The first sign that Pride is on the horizon is usually the fancy dress shops. Gone are the ubiquitous paper masks of Harry Styles, replaced by feather boas and stripy rainbow hats. In one auspicious corner of the Arndale Centre, a woman stands decked out like a gaudy Pearly Queen, occasionally dropping handfuls of colourful wigs and hats on the ground. “Get your Pride merchandise! Pride this weekend!” she exclaims uninterestedly. I suddenly feel slightly underdressed when I arrive at the station on the way to work, as hundreds of ticket holders mill around waiting for friends. I am not one of them.

It’s not like I’ve never been to a Pride event. Over the past decade, I've lined the streets of central Sydney with thousands of others to cheer on the processors, joined the after parties in Bristol and ridden the rickety old rides in Brighton. Just not in Manchester. Well, there was the once, but I drank too much in preparation and passed out behind a kebab van somewhere near the Village. I swore this year would be different.

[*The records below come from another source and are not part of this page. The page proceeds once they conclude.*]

Issue #2405, opened 2020-09-17
'DB Browser for SQLite' v3.12.1 is ready for translation


mgrojo:
We are in the process of releasing our next stable version (3.12.1) with many corrections and some additions (in the Remote panel).

This is your opportunity to make DB4S better by translating it to your language or updating the translation for this release (when available).

# Available preview builds

You can install one of these builds to see strings in context:

### Windows
* https://github.com/sqlitebrowser/sqlitebrowser/releases/tag/untagged-d1f4169581056518e9b5

### macOS
* https://nightlies.sqlitebrowser.org/osx-prerelease/DB%20Browser%20for%20SQLite-3.12.1-rc1.dmg

# Instructions

The `*.ts` files are already updated on the [`v.3.12.x`](https://github.com/sqlitebrowser/sqlitebrowser/tree/v3.12.x) branch, and we don't plan to modify the strings unless needed to include some correction.

You can read [brief indications here](https://github.com/sqlitebrowser/sqlitebrowser/wiki/Translations) about how to do it. Team members will assist you in the process, in case you had any doubt.

# Notifications 
I'll ping here all the translators who have helped us in the past, so they get a notification. Please, report back if you want to help again. When there are more than one volunteer, they can share out the work and/or review each other translations. Happy translation!

lang | complete | unfinished texts | translators
-- | -- | -- | --
ar_SA | Yes | | @safaalfulaij
cs | | 633 | @MrMarmelade  
de | Yes |  | @FriedrichFroebel
en_GB | | 991 | @glawrence 
es_ES |  Yes | | @mgrojo. Possible reviewer: @lulol 
fr | Yes | | @mvt91
it | Yes | | @Feyn-Man, @GortiZ6 
ja  | Yes |  | @hrwatahiki 
ko_KR | Yes | | @lucydodo. Possible reviewers: @progh2, @ChangJoo-Park 
pl | | 89 | @bartlomiej-przymus, @wojnilowicz 
pt_BR | Yes | | @bernardosulzbach
ru | | 348 | @schdub, @zvova7890, @VanDerSam 
tr | | 88  | @firateski 
uk_UA | | 713 | @keedhost 
zh | | 133 | @bssthu, @mercury233 
zh_TW | | 1029 | @PeterDaveHello 
other | | | Your name here!

Source string changes after translation started:

* None yet

hrwatahiki:
I sent the pull request (Update the Japanese file to v3.12.1 #2407).

[...]

PR #2415, opened 2020-09-28
Update German translation for v3.12.x

FriedrichFroebel:
This updates the German translation for v3.12.x as requested per #2405.


justinclift:
Fantastic, thanks heaps @FriedrichFroebel.  Is it ok to merge as-is, or should we wait for follow up commits?

FriedrichFroebel:
At the moment I have no plans to add more commits as the existing commit should already include all missing translations, unless you spot something odd. So in theory it should be okay to be merged.

justinclift:
Cool. Merged. :smile:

My mini Pride Fringe adventure began the Thursday before the fences were put round the main area. I was to be taking part in an LGBTQ art trail around the Village to showcase art made by members of the community and to socialise and have a drink. It turns out that art suits the Village. Seeing paintings hanging in your regular watering holes gives them a whole new edge. In particular, Via Fossa felt like an established gallery with its wooden walkways and hidden nooks and crannies. It was a resounding success. I could feel the kebab van moving steadily away.

The main weekend arrived and I stayed away from the city centre in case I was tempted by the bright lights or hypnotised by Anastacia’s wailing siren call. Sunday was to be the second part of my toe dipping into the fringes of Pride. I stepped out into the bustling city centre, narrowly avoiding an inebriated group of Pride-goers running away from a Princess Street Chinese restaurant without paying. One member was pulled back sharply by her glow-stick wristbands as I reached Bangkok Bar and my night’s entertainment.

I should take this moment to say that I had friends on the inside: wristband holders who had spent the weekend taking in all Pride has to offer. I waited for them as the soaring voice of Conchita Wurst rose majestically out of the car park behind Portland Street and told us all that her heart will go on. A small amount of envy at the crowd’s cheers was quickly dissipated when I closed my eyes and saw the kebab van backing up. Back to reality, my friends and I spent an entertaining evening making ‘Queer Art’ (the Tate won’t be calling anytime soon) and listening to bands performing. Simple, yet effective. Talk of all the other Pride alternatives (Drunk at Vogue, Homoelectric) remained just talk, as we threw shapes on the dance floor. Next time. It may have been a paddle in the shallow pool rather than full immersion in the Pride Fringe, but it was a start and set the ball rolling for future years of exploring what the weekend has to offer. Sadly, however, I still had a kebab on the way home.